Park, Dong-June (Korea Food Research Institute)
An, Eun-Young (Division of Food Science, Korea University)
Kim, Jae-Seung (Namyang Aloe Coporation)
Imm, Jee-Young (Department of Foods and Nutrition, Kookmin University)
Han, Kyoung-Sik (Division of Food Science, Korea University)
Kim, Sae-Hun (Division of Food Science, Korea University)

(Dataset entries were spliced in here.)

Issue #908, opened 2022-01-12
Flaky Tests in CircleCI


anupambhatnagar:
Here is a list of flaky tests that we should fix in our next fix-a-thon.

- test_shared_weight_mevo[optim_state-flat]
- test_regnet[pytorch-flatten-mixed]
- test_shared_weight_mevo[train-none]
- test_shared_weight_mevo[train-nonflat]
- test_fsdp_memory[fsdp_amp_default-ckpt]; fails due to timeout.
- test1[no_flatten-full] - fails due to timeout.

min-xu-ai:
also layertracker test seems to be flaky

tests.experimental.tooling.test_layer_memory_tracker

```
>       assert summary.total_forward_allocations >= summary.total_activation_allocations
E       assert 77056000 >= 77070864
E        +  where 77056000 = LayerwiseMemoryTrackerSummary(max_memory_allocated=104022528, max_memory_cached=134217728, total_activation_allocation... is_forward=True, all_gathered=0, cumul_all_gathered=0, event=TraceForwardEvent(memory_diff=0, memory_activations=0))]).total_forward_allocations
E        +  and   77070864 = LayerwiseMemoryTrackerSummary(max_memory_allocated=104022528, max_memory_cached=134217728, total_activation_allocation... is_forward=True, all_gathered=0, cumul_all_gathered=0, event=TraceForwardEvent(memory_diff=0, memory_activations=0))]).total_activation_allocations

tests/experimental/tooling/test_layer_memory_tracker.py:65: AssertionError
```

anj-s:
Another flaky test for the list:
tests/nn/data_parallel/test_fsdp.py: TestSerialization

min-xu-ai:
Remember to address todo in https://github.com/facebookresearch/fairscale/pull/933/files/86d45de0e14c8273916c3c68db8c297bc3bb59a8#diff-bc534f971a86e11cc30be248c89989c8024c941a855d4716025da461fcd29047

thanks to Anjali for suggesting recording this.

min-xu-ai:
Another one: https://app.circleci.com/pipelines/github/facebookresearch/fairscale/4277/workflows/73e769c1-510d-4c83-bb25-0eae414f7897/jobs/47992

I will disable it.

PR #923, opened 2022-02-01
[Fix][FSDP] Don't remove post backward hooks for multiple backward fix

### LINKED ISSUE #918: FSDP fails with multiple forward and then multiple backward calls
I have a use case where I need to do multiple forward calls and then backwards call instead of usual pattern but FSDP throws following error when calling multiple backwards:

```
Asserting FSDP instance is: FullyShardedDataParallel(
  world_size=2, flatten_parameters=True, mixed_precision=False,
  (_fsdp_wrapped_module_test): FlattenParamsWrapper(
    (_fpw_module): FFN(
      (fc1): Linear(in_features=10, out_features=10, bias=True)
      (fc2): Linear(in_features=10, out_features=10, bias=True)
      (relu): ReLU()
    )
  )
)
ERROR: expected to be in states [<TrainingState.BACKWARD_POST: 4>] but current state is TrainingState.BACKWARD_PRE
```

Code to repro error: 
```
import torch
import torch.nn as nn
import argparse
from fairscale.nn.data_parallel import FullyShardedDataParallel
from fairscale.nn import enable_wrap
from fairscale.nn import wrap


class FFN(nn.Module):
    def __init__(self):
        super().__init__()
        self.fc1 = nn.Linear(10, 10)
        self.fc2 = nn.Linear(10, 10)
        self.relu = nn.ReLU()
    
    def forward(self, x):
        return self.fc2(self.relu(self.fc1(x)))


def main(i, args):
    torch.manual_seed(0)
    torch.cuda.manual_seed(0)
    print(i)
    torch.cuda.set_device(i)
    torch.distributed.init_process_group(
        backend='nccl',
        init_method='tcp://localhost:22345',
        world_size=args.world_size,
        rank=i,
    )
    ffn = FFN()

    with enable_wrap(
        wrapper_cls=FullyShardedDataParallel
    ):
        model = wrap(
            ffn,
            process_group=torch.distributed.new_group(),
            flatten_parameters=True,
            compute_dtype=torch.float16
        ).half()

    model = model.train()

    x1 = torch.rand((10, 10)).cuda().half()
    out1 = model(x1)
    loss1 = out1.sum()
    
    x2 = torch.rand((10, 10)).cuda().half()
    out2 = model(x2)
    loss2 = out2.sum()
    
    with model.no_sync():
        loss1.backward()
        loss2.backward()

if __name__ == '__main__':
    parser.add_argument('--world-size', '--ws', type=int)
    args = parser.parse_args()
    torch.multiprocessing.spawn(
        fn=main, 
        args=(args, ),
        nprocs=min(
            torch.cuda.device_count(),
            args.world_size,
        ),
        join=True,
    )
```

ngoyal2707:
fixes #918 

I am quite confident, that we dont need to remove backward hooks even after finalizing. They will be automatically removed if the leaf variables go out of context and cuda autograd graph cleans up.

Mots tests were succeeding, apart from one related to cpu offload locally, will debug that

### DIFF
--- a/fairscale/nn/data_parallel/fully_sharded_data_parallel.py
+++ b/fairscale/nn/data_parallel/fully_sharded_data_parallel.py
@@ -1543,8 +1543,6 @@ class FullyShardedDataParallel(nn.Module):
             return  # don't register grad hooks if grad isn't enabled
         for p in self.params:
             if p.requires_grad:
-                if hasattr(p, "_shard_bwd_hook"):
-                    continue
                 # Register a hook on the first call, empirically, autograd
                 # fires it at the end for this param, which makes sense.
                 p_tmp = p.expand_as(p)  # Get a grad_fn on p_tmp.
@@ -1751,8 +1749,6 @@ class FullyShardedDataParallel(nn.Module):
                     continue
                 if hasattr(p, "_shard_bwd_hook"):
                     p_assert(len(p._shard_bwd_hook) == 2, f"WFPB: incorrect hook num: {len(p._shard_bwd_hook)}")
-                    p._shard_bwd_hook[1].remove()
-                    delattr(p, "_shard_bwd_hook")
 
                 # Leave the gradient accumulation state as-is if not synchronizing this pass. This ensures p.grad
                 # remains the unsharded gradient accumulated from prior no-sync passes, and p._saved_grad_shard


ngoyal2707:
cc: @myleott

min-xu-ai:
I remember if we don't remove it bad things will happen. :-) Exactly which bad things is the good question. I suspect that some backward hooks will fire excessively or some memory will leak. But if we can be confident that this is indeed save to do, it would be really nice! Less code is always better!

ngoyal2707:
> I remember if we don't remove it bad things will happen. :-) Exactly which bad things is the good question. I suspect that some backward hooks will fire excessively or some memory will leak. But if we can be confident that this is indeed save to do, it would be really nice! Less code is always better!

hmm is there any way to test "some backward hooks will fire excessively or some memory will leak"? or any doc or any past issues about this part? or who's the best POC about this? Myle?

min-xu-ai:
> hmm is there any way to test "some backward hooks will fire excessively or some memory will leak"? or any doc or any past issues about this part? or who's the best POC about this? Myle?

I am the POC. :-) I remember touch this part of the code last time. I don't remember anyone else touched it after I did.

I wish I remember the details of potential issues with removing it. I think the best way for now is to use the unit tests. After unit tests are good if I can't thinking of any potential issues that are not covered by the unit test, we can certainly go ahead remove these line.

ngoyal2707:
Updated PR, local tests are still running but I am hoping now they will all pass 🤞

ngoyal2707:
@min-xu-ai looks like all but MeVo tests are passing, which should be unrelated to this change

min-xu-ai:
> @min-xu-ai looks like all but MeVo tests are passing, which should be unrelated to this change

hmm, are you sure? I clicked on this first one, it seems the serialization test failed and then it timed out:

https://app.circleci.com/pipelines/github/facebookresearch/fairscale/4061/workflows/c33d045c-fbe1-4364-8bc7-7a44335cb7d3/jobs/44795

ngoyal2707:
> > @min-xu-ai looks like all but MeVo tests are passing, which should be unrelated to this change
> 
> hmm, are you sure? I clicked on this first one, it seems the serialization test failed and then it timed out:
> 
> https://app.circleci.com/pipelines/github/facebookresearch/fairscale/4061/workflows/c33d045c-fbe1-4364-8bc7-7a44335cb7d3/jobs/44795

that has to be flaky tests 🤷‍♂️ cause all are passing locally and the change has no relation at all to serialization

ngoyal2707:
```
(fairseq-20211123-py39-meg-v2.6) namangoyal@learnfair7614:~/src/fairscale$ pytest tests/nn/data_parallel/test_fsdp.py::TestSerialization
=========================================================================================================================================================================== test session starts ============================================================================================================================================================================
platform linux -- Python 3.9.7, pytest-5.4.1, py-1.11.0, pluggy-0.13.1 -- /private/home/namangoyal/.conda/envs/fairseq-20211123-py39-meg-v2.6/bin/python
cachedir: .pytest_cache
rootdir: /private/home/namangoyal/src/fairscale, inifile: setup.cfg
plugins: hydra-core-1.0.7, timeout-1.4.2, cov-2.10.0
collected 8 items

tests/nn/data_parallel/test_fsdp.py::TestSerialization::test_multiprocessing__False_False_ PASSED                                                                                                                                                                                                                                                                    [ 12%]
tests/nn/data_parallel/test_fsdp.py::TestSerialization::test_multiprocessing__False_True_ PASSED                                                                                                                                                                                                                                                                     [ 25%]
tests/nn/data_parallel/test_fsdp.py::TestSerialization::test_multiprocessing__True_False_ PASSED                                                                                                                                                                                                                                                                     [ 37%]
tests/nn/data_parallel/test_fsdp.py::TestSerialization::test_multiprocessing__True_True_ PASSED                                                                                                                                                                                                                                                                      [ 50%]
tests/nn/data_parallel/test_fsdp.py::TestSerialization::test_pickle__False_False_ PASSED                                                                                                                                                                                                                                                                             [ 62%]
tests/nn/data_parallel/test_fsdp.py::TestSerialization::test_pickle__False_True_ PASSED                                                                                                                                                                                                                                                                              [ 75%]
tests/nn/data_parallel/test_fsdp.py::TestSerialization::test_pickle__True_False_ PASSED                                                                                                                                                                                                                                                                              [ 87%]
tests/nn/data_parallel/test_fsdp.py::TestSerialization::test_pickle__True_True_ PASSED                                                                                                                                                                                                                                                                               [100%]

======================================================================================================================================================================= 8 passed in 77.47s (0:01:17) =======================================================================================================================================================================
```

min-xu-ai:
We do have flaky tests. We try to track them here: https://github.com/facebookresearch/fairscale/issues/908

However, I just briefly looked at this error:
image

I have actually never seen it before. But I could be wrong. Let me trigger some re-runs on CI.

min-xu-ai:
@zhaojuanmao, can you take a look at this diff as well? Do you think we could remove the code that removes the hooks?

fairscale/nn/data_parallel/fully_sharded_data_parallel.py
```diff
@@ -1543,8 +1543,6 @@ def _register_post_backward_hooks(self) -> None:
             return  # don't register grad hooks if grad isn't enabled
         for p in self.params:
             if p.requires_grad:
-                if hasattr(p, "_shard_bwd_hook"):
```
anj-s, line 1546: Do the comments above need to updated because it seems like we don't need to remove the hook at the end of the BW?

anj-s:
@ngoyal2707  Can you share the use case that this supports? I don't think I understood the context from the PR title.

ngoyal2707:
> @ngoyal2707 Can you share the use case that this supports? I don't think I understood the context from the PR title.

@anj-s its a fix for this: https://github.com/facebookresearch/fairscale/issues/918

anj-s:
> > @ngoyal2707 Can you share the use case that this supports? I don't think I understood the context from the PR title.
> 
> @anj-s its a fix for this: #918

Can you add a unit test for this using the smaller repro you have?

fairscale/nn/data_parallel/fully_sharded_data_parallel.py
ngoyal2707: ohh yeah definitely, will do that

ngoyal2707:
> > > @ngoyal2707 Can you share the use case that this supports? I don't think I understood the context from the PR title.
> > 
> > 
> > @anj-s its a fix for this: #918
> 
> Can you add a unit test for this using the smaller repro you have? Great that you figured out the solution!

yes, definitely, will add unit test as well

fairscale/nn/data_parallel/fully_sharded_data_parallel.py
zhaojuanmao: if the two lines are removed, will the hooks fire multiple times for multiple forwards cases (e.g. multiple activation checkpointing)?

zhaojuanmao: even for single activation checkpointing case like Checkpoint(FSDP(module)), if there is forward recomputation in the backward pass, the hooks will be registered twice and fired twice unexpectedly?

min-xu-ai:
This is very strange but I have triggered the re-run twice and both times + the first time failed with exact same set of errors. This could be a CI infra issue. But it doesn't seem to be due to flakiness at this point. :-(

ngoyal2707:
> ime failed with exact same set of errors. This could be a CI infra issue. But it doesn't seem to be due to flaki

hmm thats weird, doesn't reproduces on locally, so unfortunately no idea. how to fix it.

min-xu-ai:
> Is there a way to trigger the serialization unit test in the main branch? This can help to identify if the failure is due to the CI infra or the code.

good point. let me trigger a rerun on main

min-xu-ai:
OK. It seems that there is some infra issue with CI. The main branch is failing with timeouts as well

image

anj-s:
@ngoyal2707 Friendly ping on this PR! Do we still want to check in this fix?

min-xu-ai:
Thanks for this PR! I have taken it over in https://github.com/facebookresearch/fairscale/pull/1079, with the new test from you as well. Will close this and merge that one in once all tests are done.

Oh, Se-Jong (R & D Center of Korea Yakult Co Ltd.)
Publication Information
Korean Journal of Food Science and Technology / v.34, no.5, 2002 , pp. 856-861 More about this Journal
Abstract
Surface-modified powders were produced by hybridization system using core freeze-dried lactic acid bacteria (Lactobacillus acidophilus ATCC 43121) and enteric coating materials. Scanning electron microscopy showed that the surface of freeze-dried lactic acid bacteria changed to smooth round shape during surface reforming process, although no significant physical damages affecting the activity of the lactic acid bacteria were observed based on viability and salt-tolerance tests. Signigicant difference was not found in acid tolerance test probably due to the inherent acid tolerance of L. acidophilus ATCC 43121. Significantly improved heat tolerance was obtained by surface modification process. Among the tested coating materials, Sureteric showed a higher surface- reforming ability than Eudragit S100 and L100-55. Core : coating ratio agent of 9 : 1 (w/w) with rotor speed of 15,000 rpm for 3 min were determined to be optimum conditions for the process.